PR #29234, opened 2024-03-12
consensus/beacon,core, params, trie: verkle-compatible access list

gballet:
Augment the interface to `accessList` to support more use cases that are necessary for verkle, in order to merge more data.

Highlights:

 * Functions to check for the presence of an account/slot in the list are removed, as they lose meaning in a verkle context
 * Instead, the function to add an account/slot to the list will directly return the consumed gas. This is necessary since the verkle gas model is quite different.
   * As a result, the `constantGas` is removed and the warm costs are directly returned by `AddSlot`/`AddAddress` when needed.
 * `AddAddress` is modified to specify which account item is accessed. This does not matter for 2929 but is necessary for verkle.
 
 https://eips.ethereum.org/EIPS/eip-4762

### DIFF
--- a/consensus/beacon/consensus.go
+++ b/consensus/beacon/consensus.go
@@ -348,9 +348,9 @@ func (beacon *Beacon) Prepare(chain consensus.ChainHeaderReader, header *types.H
 }
 
 // Finalize implements consensus.Engine and processes withdrawals on top.
-func (beacon *Beacon) Finalize(chain consensus.ChainHeaderReader, header *types.Header, state *state.StateDB, txs []*types.Transaction, uncles []*types.Header, withdrawals []*types.Withdrawal) {
+func (beacon *Beacon) Finalize(chain consensus.ChainHeaderReader, header *types.Header, statedb *state.StateDB, txs []*types.Transaction, uncles []*types.Header, withdrawals []*types.Withdrawal) {
 	if !beacon.IsPoSHeader(header) {
-		beacon.ethone.Finalize(chain, header, state, txs, uncles, nil)
+		beacon.ethone.Finalize(chain, header, statedb, txs, uncles, nil)
 		return
 	}
 	// Withdrawals processing.
@@ -358,7 +358,11 @@ func (beacon *Beacon) Finalize(chain consensus.ChainHeaderReader, header *types.
 		// Convert amount from gwei to wei.
 		amount := new(uint256.Int).SetUint64(w.Amount)
 		amount = amount.Mul(amount, uint256.NewInt(params.GWei))
-		state.AddBalance(w.Address, amount)
+		statedb.AddBalance(w.Address, amount)
+
+		if chain.Config().IsVerkle(header.Number, header.Time) {
+			statedb.Witness().AddAddress(w.Address, state.ALAllItems, state.AccessListWrite)
+		}
 	}
 	// No block reward which is issued by consensus layer instead.
 }
--- a/core/state/access_list.go
+++ b/core/state/access_list.go
@@ -18,22 +18,62 @@ package state
 
 import (
 	"github.com/ethereum/go-ethereum/common"
+	"github.com/ethereum/go-ethereum/params"
+	"github.com/holiman/uint256"
 )
 
-type accessList struct {
+type ALAccessMode bool
+
+var (
+	AccessListRead  = ALAccessMode(false)
+	AccessListWrite = ALAccessMode(true)
+)
+
+type ALAccountItem uint64
+
+const (
+	ALVersion = ALAccountItem(1 << iota)
+	ALBalance
+	ALNonce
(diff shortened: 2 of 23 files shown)


core/state/statedb.go
```diff
@@ -1275,65 +1278,56 @@ func (s *StateDB) Commit(block uint64, deleteEmptyObjects bool) (common.Hash, er
...
 // AddSlotToAccessList adds the given (address, slot)-tuple to the access list
-func (s *StateDB) AddSlotToAccessList(addr common.Address, slot common.Hash) {
-	addrMod, slotMod := s.accessList.AddSlot(addr, slot)
-	if addrMod {
-		// In practice, this should not happen, since there is no way to enter the
-		// scope of 'address' without having the 'address' become already added
-		// to the access list (via call-variant, create, etc).
-		// Better safe than sorry, though
-		s.journal.append(accessListAddAccountChange{&addr})
-	}
```
gballet, line 1320: This change breaks tests. The comment itself says that this should not happen. My preference is to get rid of it and fix the tests: the reason is that in verkle, state and account are dissociated. It would be possible to link them, but it would be work done for a situation that should not occur in the first place.

Otherwise, I can add a `addrMod` return

consensus/beacon/consensus.go
```diff
@@ -348,17 +348,21 @@ func (beacon *Beacon) Prepare(chain consensus.ChainHeaderReader, header *types.H
...
 	for _, w := range withdrawals {
 		// Convert amount from gwei to wei.
 		amount := new(uint256.Int).SetUint64(w.Amount)
 		amount = amount.Mul(amount, uint256.NewInt(params.GWei))
-		state.AddBalance(w.Address, amount)
+		statedb.AddBalance(w.Address, amount)
+
+		if chain.Config().IsVerkle(header.Number, header.Time) {
+			statedb.Witness().AddAddress(w.Address, state.ALAllItems, state.AccessListWrite)
+		}
```
holiman, line 365: Couldn't the operation `statedb.AddBalance(w.Address, amount)` implicitly just add it to the witness without it needing to be done explicitly here?

core/state/access_list.go
```diff
@@ -18,22 +18,62 @@ package state
...
+	ALLastHeaderItem
+)
+
+const ALAllItems = ALVersion | ALBalance | ALNonce | ALCodeSize | ALCodeHash
+
+type AccessList interface {
+	ContainsAddress(address common.Address) bool
+	Contains(address common.Address, slot common.Hash) (addressPresent bool, slotPresent bool)
+	Copy() AccessList
+	AddAddress(address common.Address, items ALAccountItem, isWrite ALAccessMode) uint64
```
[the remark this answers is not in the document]
gballet: because verkle charges a different amount of gas whether you are writing or reading the state: https://eips.ethereum.org/EIPS/eip-4762#witness-gas-costs

consensus/beacon/consensus.go
gballet: It can be done in some (but not all) places, but the `AddBalance` function then has to be modified to return gas.

holiman:
I have two questions/thoughts

First of all, the goal of these two things are quite different, aren't they? 
- The access list is a way to declare "the execution will at some point access X, and I want to pay for that up front, so the execution does not run out of gas at that point". 
- The verkle witness serves a totally different purpose, doesn't it? 

And a second question

- The access list is journalled: if we enter a scope, access X,Y and Z, and the scope reverts, then we want those to _not_ be in the access list (otherwise there's a backdoor way to add an item to an access list without paying the cost: only paying the cost of a failed call, which may be lower). 
- But for a witness building, any access in any scope needs to be preserved. So you intrinsically do _not_ want journalling on a witness builder.

holiman:
A short summary of my thought from our chat today. 

- I don't think we should mix eip2929 access lists and verkle-witnesses. Those are IMO two orthogonal things. 
- We should instead change some locations where we now do 

```golang

if rules.IsBerlin{ 
   // do things with access lists
} 
``
into 
if rules.Is2929Enabled{ 
   // do things with access lists
} 
```
And make verkle-fork set `Is2929Enabled` to false. 

Most of all witness-building can happen in the dynmic gas functions of the following functions: `SSTORE, SLOAD, SELFDESTRUCT, BALANCE, EXTCODESIZE, EXTCODEHASH, CALL, CALLCODE, DELEGATECALL, STATICCALL`. The remaining places that adds to the witness are 
- Transaction paying: sender and destination. This can be souped up where `buyGas` for transaction happens
- Block rewards
- Withdrawals

All three location can be handled in `state_transition.go`, I think. 

Intrinsically, the witness-builder is a simpler thing than the access list, since there's no journalling. I think the implementation will be much less messy if it is _not_ mingled with accesslist management.

PR #29443, opened 2024-04-03
Update .gitignore

akincibor:


rjl493456442 (changes requested):
We don't really expect to have these files in code folder.

PR #29449, opened 2024-04-04
beacon/blsync: proceed with empty finalized hash if proof is not expected soon

zsfelfoldi:
This PR fixes an issue that happens when the chain either cannot finalize or is new and does not have a finality proof yet. Now if a finality proof is not expected soon then blsync proceeds without a finalized block hash.

### DIFF
--- a/beacon/blsync/block_sync.go
+++ b/beacon/blsync/block_sync.go
@@ -127,19 +127,18 @@ func (s *beaconBlockSync) updateEventFeed() {
 
 	var finalizedHash common.Hash
 	if finality, ok := s.headTracker.ValidatedFinality(); ok {
-		if he, fe := head.Header.Epoch(), finality.Attested.Header.Epoch(); he == fe {
+		he := head.Header.Epoch()
+		fe := finality.Attested.Header.Epoch()
+		switch {
+		case he == fe:
 			finalizedHash = finality.Finalized.PayloadHeader.BlockHash()
-		} else {
-			if he < fe {
-				return // finality proof arrived earlier, wait for head update
-			}
-			if he == fe+1 {
-				if parent, ok := s.recentBlocks.Get(head.Header.ParentRoot); !ok ||
-					parent.Slot()/params.EpochLength == fe {
-					return // head is at first slot of next epoch, wait for finality update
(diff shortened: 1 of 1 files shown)


beacon/blsync/block_sync.go
```diff
@@ -117,15 +118,32 @@ func (s *beaconBlockSync) updateEventFeed() {
...
+			}
+			if he == fe+1 {
+				if parent, ok := s.recentBlocks.Get(head.Header.ParentRoot); !ok ||
+					parent.Slot()/params.EpochLength == fe {
+					return // head is at first slot of next epoch, wait for finality update
+					//TODO trt to fetch finality update directly if subscription does not deliver
+				}
+
+			}
+		}
```
fjl, line 144:
```suggestion
		he := head.Header.Epoch()
		fe := finality.Attested.Header.Epoch()
		switch {
		case he == fe:
			finalizedHash = finality.Finalized.PayloadHeader.BlockHash()
		case he < fe:
			return
		case he == fe+1:
			parent, ok := s.recentBlocks.Get(head.Header.ParentRoot)	
			if !ok || parent.Slot()/params.EpochLength == fe {
				return // head is at first slot of next epoch, wait for finality update
				//TODO trt to fetch finality update directly if subscription does not deliver
			}
		}
```

zsfelfoldi: Nicer indeed, thanks. Committed and rebased on master.

beacon/blsync/block_sync.go
```diff
@@ -117,15 +118,31 @@ func (s *beaconBlockSync) updateEventFeed() {
...
+		switch {
+		case he == fe:
+			finalizedHash = finality.Finalized.PayloadHeader.BlockHash()
+		case he < fe:
+			return
+		case he == fe+1:
+			parent, ok := s.recentBlocks.Get(head.Header.ParentRoot)
+			if !ok || parent.Slot()/params.EpochLength == fe {
+				return // head is at first slot of next epoch, wait for finality update
+				//TODO trt to fetch finality update directly if subscription does not deliver
```
lightclient, line 141:
```suggestion
				//TODO: try to fetch finality update directly if subscription does not deliver
```

holiman (approved):
LGTM

PR #29453, opened 2024-04-04
Use the correct article

redismongo:
"an" should be used here, although it may seem strange to non-native English speakers.


karalabe:
Nah. If you really want to split hairs, it depends on whether you pronounce
the h silent or not. Both forms are correct and people use their personal
preferences. There are no hard rules for one or the other.

All that said, this seems like a very nit-picky PR :P

PR #29465, opened 2024-04-05
core: implement EIP-2935

s1na:
Copied over and adapted from https://github.com/gballet/go-ethereum/tree/kaustinen-with-shapella, following the latest changes to the spec: https://eips.ethereum.org/EIPS/eip-2935


core/vm/eips.go
```diff
@@ -319,3 +321,45 @@ func enable6780(jt *JumpTable) {
...
+		num.SetBytes(hash.Bytes())
+	} else {
+		num.Clear()
+	}
+	return nil, nil
+}
+
+func getBlockHashFromContract(number uint64, statedb StateDB) common.Hash {
+	ringIndex := number % 256
+	var pnum common.Hash
```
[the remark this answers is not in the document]
holiman: how about `parentNumber`

core/vm/eips.go
```diff
@@ -319,3 +321,45 @@ func enable6780(jt *JumpTable) {
 		maxStack:    maxStack(1, 0),
 	}
 }
+
+// enable2935 applies EIP-2935 (history contract for BLOCKHASH)
+func enable2935(jt *JumpTable) {
+	jt[BLOCKHASH] = &operation{
+		execute: opBlockhash2935,
+		// TODO: gas params
```
gballet, line 329: Leftover note to self?

miner/worker.go
```diff
@@ -200,6 +200,14 @@ func (miner *Miner) prepareWork(genParams *generateParams) (*environment, error)
 		vmenv := vm.NewEVM(context, vm.TxContext{}, env.state, miner.chainConfig, vm.Config{})
 		core.ProcessBeaconBlockRoot(*header.ParentBeaconRoot, vmenv, env.state)
 	}
+	if miner.chainConfig.IsPrague(header.Number, header.Time) {
```
gballet, line 203: Technically 2935 hasn't been CFId, so I suggest adding a `IsEIP2935` rule

cmd/evm/internal/t8ntool/execution.go
```diff
@@ -196,6 +196,16 @@ func (pre *Prestate) Apply(vmConfig vm.Config, chainConfig *params.ChainConfig,
 		evm := vm.NewEVM(vmContext, vm.TxContext{}, statedb, chainConfig, vmConfig)
 		core.ProcessBeaconBlockRoot(*beaconRoot, evm, statedb)
 	}
```
gballet, line 198: Same comment: use `IsEIP2935`

core/vm/eips.go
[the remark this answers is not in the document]
s1na: Renamed to slot as it is the encoded storage key for a given ancestor.

jsign:
@s1na, pinging you to be aware of some extra changes that happened on Kaustinen after you pulled the work from the other branch, see: https://github.com/gballet/go-ethereum/pull/411, which some days after where also updated in the EIP https://github.com/ethereum/EIPs/pull/8166/commits/2b73ecb9660f005ec76894700b09294c01a0632d

core/state_processor.go
```diff
@@ -202,3 +206,38 @@ func ProcessBeaconBlockRoot(beaconRoot common.Hash, vmenv *vm.EVM, statedb *stat
...
+
+// ProcessParentBlockHash stores the parent block hash in the history storage contract
+// as per EIP-2935.
+func ProcessParentBlockHash(statedb *state.StateDB, prevNumber uint64, prevHash common.Hash) {
+	ringIndex := prevNumber % 256
+	var key common.Hash
+	binary.BigEndian.PutUint64(key[24:], ringIndex)
+	statedb.SetState(params.HistoryStorageAddress, key, prevHash)
+	statedb.AddAddressToAccessList(params.HistoryStorageAddress)
+	statedb.AddSlotToAccessList(params.HistoryStorageAddress, key)
```
holiman, line 242: Why do you do this? I don't thin this is correct. At best, it's moot. 

We do this processing before any transactions. The access list is per-transaction. 

In the worst case, you are now modifying the access list for the first transaction. 
In the best case, this access-list change is reset once we start executing transcations. 
But maybe you indeed intended for the address/slot to be 'hot' for all transactions? If so, this is not the way to do it.

core/state_processor.go
```diff
@@ -80,6 +81,9 @@ func (p *StateProcessor) Process(block *types.Block, statedb *state.StateDB, cfg
 	if beaconRoot := block.BeaconRoot(); beaconRoot != nil {
 		ProcessBeaconBlockRoot(*beaconRoot, vmenv, statedb)
 	}
+	if p.config.IsPrague(block.Number(), block.Time()) {
+		ProcessBlockHashHistory(statedb, block.Header(), p.config, p.bc)
+	}
```
holiman, line 86: This logic is a bit convoluted. There are basically two paths: 
1. On the exact fork-block: we need to iterate and add 256 hashes
2. On every block after the fork: we need to add the parent hash. 

The code, as written, makes path `1` the 'default-path'. We always enter the `ProcessBlockHashHistory`, which invokes `ProcessParentBlockHash` and just exits before iterating. IMO it would be more intuitive to default to path `2`, invoke `ProcessParentBlockHash` by default, and only ever once invoke `ProcessBlockHashHistory`.

core/state_processor.go
s1na: Yes you're right. When I transferred this code from the verkle branch where they have to touch the accounts/slots for the block witness I didn't think it's different from mainnet. Will fix.

miner/worker.go
lightclient: It's CFI now, so I think it's okay in `IsPrague`

core/state_processor.go
lightclient: Semi-related: I know this is currently the spec, but I don't think we should be reaching into the state like this. We have the system call pattern from 4788 already, I think we should update the spec to mirror it.

s1na: Fixed. BTW also the 4788 processing added the address to ACL. Removed that too.

core/state_processor.go
s1na: Think of it this way: the parent's block hash is *always* inserted. The other 8191 block hashes are only inserted in a certain condition after the parent one. Also having one wrapping method makes the footprint inside state_processor, miner etc. smaller.

cmd/evm/internal/t8ntool/execution.go
```diff
@@ -196,6 +196,16 @@ func (pre *Prestate) Apply(vmConfig vm.Config, chainConfig *params.ChainConfig,
...
+	if pre.Env.BlockHashes != nil && chainConfig.IsPrague(new(big.Int).SetUint64(pre.Env.Number), pre.Env.Timestamp) {
+		// insert all parent hashes in the contract
+		for i, h := range pre.Env.BlockHashes {
+			n := uint64(i)
+			if n >= pre.Env.Number || n < pre.Env.Number-257 {
```
marioevz, line 203:
```suggestion
			if n >= pre.Env.Number || pre.Env.Number > (n+params.HistoryServeWindow) {
```
Values were not appearing in the storage after Prague during testing, I think it's because pre.Env.Number underflows on a low block count.
With this change the storage is correctly updated.

s1na:
Updated to the devnet-1 spec changes.

jwasinger (commented):
tests submodule change was accidentally pushed to this branch.

rjl493456442:
We should also deploy it for dev mode

s1na:
> We should also deploy it for dev mode

@rjl493456442 I believe it does
https://github.com/ethereum/go-ethereum/pull/29465/files#diff-1272116434e5549f278a940767af52ed2d1abc91c44fa04ec48d8835a3774036R599

core/state_processor.go
```diff
@@ -209,3 +214,12 @@ func ProcessBeaconBlockRoot(beaconRoot common.Hash, vmenv *vm.EVM, statedb *stat
...
 	statedb.Finalise(true)
 }
+
+// ProcessParentBlockHash stores the parent block hash in the history storage contract
+// as per EIP-2935.
+func ProcessParentBlockHash(statedb *state.StateDB, prevHash common.Hash, prevNumber uint64) {
+	ringIndex := prevNumber % params.HistoryServeWindow
+	var key common.Hash
+	binary.BigEndian.PutUint64(key[24:], ringIndex)
+	statedb.SetState(params.HistoryStorageAddress, key, prevHash)
```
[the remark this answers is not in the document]
holiman: I see now that the [EIP](https://eips.ethereum.org/EIPS/eip-2935) specifies 

> At the start of processing any block where block.timestamp >= FORK_TIMESTAMP (ie. before processing any transactions), update the state directly

This seems like the worst way to define it. Then we wind up in the case where, if it's not actually deployed, we update a potentially non-existing account with a non-empty stateroot. Does the touch-delete rule apply? By legacy rules, the account is empty. Unless someone puts a wei there. 

We know how to do evm `CALL`. Let's just do like the beacon root contract, let the client do an evm call and done. Then there are no wonky edgecases and client magic.

core/state_processor_test.go
```diff
@@ -528,3 +531,42 @@ func TestProcessVerkle(t *testing.T) {
 		}
 	}
 }
```
gballet, line 533: It would be nice to also read the verkle tree to check that the block hashes are there, so that we can make sure that if the stuff changes in the future, we don't forget to test that.

gballet (approved):
Lgtm, left a nitpick but no show stopper

core/state_processor_test.go
s1na: Sure, added verkle to the test.

miner/worker.go
```diff
@@ -195,11 +195,19 @@ func (miner *Miner) prepareWork(genParams *generateParams) (*environment, error)
...
+	)
 	if header.ParentBeaconRoot != nil {
-		context := core.NewEVMBlockContext(header, miner.chain, nil)
-		vmenv := vm.NewEVM(context, vm.TxContext{}, env.state, miner.chainConfig, vm.Config{})
+		context = core.NewEVMBlockContext(header, miner.chain, nil)
+		vmenv = vm.NewEVM(context, vm.TxContext{}, env.state, miner.chainConfig, vm.Config{})
 		core.ProcessBeaconBlockRoot(*header.ParentBeaconRoot, vmenv, env.state)
 	}
+	if miner.chainConfig.IsPrague(header.Number, header.Time) {
+		// Prague is enabled after Cancun so vmenv should be initialized.
```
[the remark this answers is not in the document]
s1na: Ah good catch. It was just to save a bit on constructing the evm. Now I simply make 2 instances regardless as your second approach suggests.

core/state_processor.go
```diff
@@ -80,6 +80,10 @@ func (p *StateProcessor) Process(block *types.Block, statedb *state.StateDB, cfg
 	if beaconRoot := block.BeaconRoot(); beaconRoot != nil {
 		ProcessBeaconBlockRoot(*beaconRoot, vmenv, statedb)
 	}
+	if p.config.IsPrague(block.Number(), block.Time()) {
+		// This should not underflow as genesis block is not processed.
+		ProcessParentBlockHash(statedb, vmenv, block.ParentHash())
```
holiman, line 85: I think it would be nicer if the order of argument is similar to `ProcessBeaconBlockRoot`, i.e: `data, vmenv, statedb`). I don't care which order, but they should be similar

holiman:
[EIP](https://eips.ethereum.org/EIPS/eip-2935) still says

> At the start of processing any block where block.timestamp >= FORK_TIMESTAMP (ie. before processing any transactions), update the state directly in the following way:

lightclient (approved):

MariusVanDerWijden (approved):

holiman:
The EIP is under-specified. It says to update directly (as in, do not invoke contract). And then

> Alternatively clients can also choose to do a system update via a system call to the contract set mechanism defined in the following sections.

But those are not two equivalent alternatives. In case the code does not exist, those two scenarios will differ wildly. 

1. Direct-Update: If no code exists, the direct update will be reverted (so a no-op). Unless there happens to be some `eth` on the address, in which case the slots will be persisted (a actual-op). 
2. Call-update: if no code exists, it wlil be a no-op. 

I don't see how EIP-2935 can be scheduled for inclusion with the EIP so ambiguous.

s1na:
Here's my proposed changes to the EIP: https://github.com/ethereum/EIPs/compare/master...s1na:EIPs:eip2935/update-mechanism.

core/state_processor.go
```diff
@@ -80,6 +80,10 @@ func (p *StateProcessor) Process(block *types.Block, statedb *state.StateDB, cfg
 	if beaconRoot := block.BeaconRoot(); beaconRoot != nil {
 		ProcessBeaconBlockRoot(*beaconRoot, vmenv, statedb)
 	}
+	if p.config.IsPrague(block.Number(), block.Time()) {
+		// This should not underflow as genesis block is not processed.
```
holiman, line 84: This sentence doesn't make sense (perhaps it did in an earlier version of the code?). There's nothing to underflow. 
A `block.ParentHash()` returns a `hash`. If genesis were a block, it'd still be bound to return a `hash`
```suggestion
```

core/state_processor.go
```diff
@@ -209,3 +213,28 @@ func ProcessBeaconBlockRoot(beaconRoot common.Hash, vmenv *vm.EVM, statedb *stat
...
+
+// ProcessParentBlockHash stores the parent block hash in the history storage contract
+// as per EIP-2935.
+func ProcessParentBlockHash(prevHash common.Hash, vmenv *vm.EVM, statedb *state.StateDB) {
+	if vmenv.Config.Tracer != nil && vmenv.Config.Tracer.OnSystemCallStart != nil {
+		vmenv.Config.Tracer.OnSystemCallStart()
+	}
+	if vmenv.Config.Tracer != nil && vmenv.Config.Tracer.OnSystemCallEnd != nil {
+		defer vmenv.Config.Tracer.OnSystemCallEnd()
+	}
```
holiman, line 225:
```suggestion
	if vmenv.Config.Tracer != nil {
		if Config.Tracer.OnSystemCallStart != nil {
			vmenv.Config.Tracer.OnSystemCallStart()
		}
		if vmenv.Config.Tracer.OnSystemCallEnd != nil {
			defer vmenv.Config.Tracer.OnSystemCallEnd()
		}
	}
```
IMO it's nicer to clump trace-code into one standalone scope. Yeah I know it's a copy-paste of the code above, so I'd prefer it to be like this in both places. I'm not adamant, just a suggestion though

core/state_processor_test.go
```diff
@@ -528,3 +532,54 @@ func TestProcessVerkle(t *testing.T) {
...
+		evm := vm.NewEVM(vmContext, vm.TxContext{}, statedb, chainConfig, vm.Config{})
+		ProcessParentBlockHash(header.ParentHash, evm, statedb)
+
+		vmContext = NewEVMBlockContext(parent, nil, &coinbase)
+		evm = vm.NewEVM(vmContext, vm.TxContext{}, statedb, chainConfig, vm.Config{})
+		ProcessParentBlockHash(parent.ParentHash, evm, statedb)
+
+		// make sure that the state is correct
+		if have := getParentBlockHash(statedb, 1); have != hashA {
+			t.Errorf("expected parent hash %v, got %v", hashA, have)
```
holiman, line 560:
```suggestion
			t.Errorf("want parent hash %v, have %v", hashA, have)
```

core/state_processor_test.go
```diff
@@ -528,3 +532,54 @@ func TestProcessVerkle(t *testing.T) {
...
+		}
+		if have := getParentBlockHash(statedb, 0); have != hashB {
+			t.Errorf("expected parent hash %v, got %v", hashB, have)
```
holiman, line 563:
```suggestion
			t.Errorf("want parent hash %v, have %v", hashB, have)
```

eth/state_accessor.go
```diff
@@ -239,6 +239,12 @@ func (eth *Ethereum) stateAtTransaction(ctx context.Context, block *types.Block,
 		vmenv := vm.NewEVM(context, vm.TxContext{}, statedb, eth.blockchain.Config(), vm.Config{})
 		core.ProcessBeaconBlockRoot(*beaconRoot, vmenv, statedb)
 	}
+	// If prague hardfork, Insert parent block hash in the state as per EIP-2935.
```
holiman, line 242:
```suggestion
	// If prague hardfork, insert parent block hash in the state as per EIP-2935.
```

holiman (approved):
LGTM but with some minor suggestions

core/state_processor.go
s1na: Agreed it is more readable. Fixed in both 👍

Jcpayvoice23 (commented):
Y'all can keep y'all part of the share

PR #29471, opened 2024-04-05
log: default JSON log handler should log all verbosity levels

roberto-bayardo:
We noticed the default JSON handler (unexpectedly to us) eats log lines of anything more than INFO level. I suspect this is not intentional, so this PR changes the behavior to log everything by default, and adds a "..WithLevel" method that allows you to configure it if desired. This makes it match the behavior of the Terminal logger.


lightclient (approved):
LGTM. I updated our existing uses of `log.JSONHandler` to continue using INFO level.

PR #29478, opened 2024-04-07
ethdb/pebble: print warning log if db performance degrade

rjl493456442:
This pull request introduces a mechanism that prints a warning log if database performance is heavily degraded. This feature has been enabled in LevelDB for a long time and is now being brought to Pebble as well.


holiman (approved):
LGTM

- TASK STATEMENT: Count the lines in the records above that contain "ALNonce", please, and give the number without any other words.

- TASK RESPONSE: 2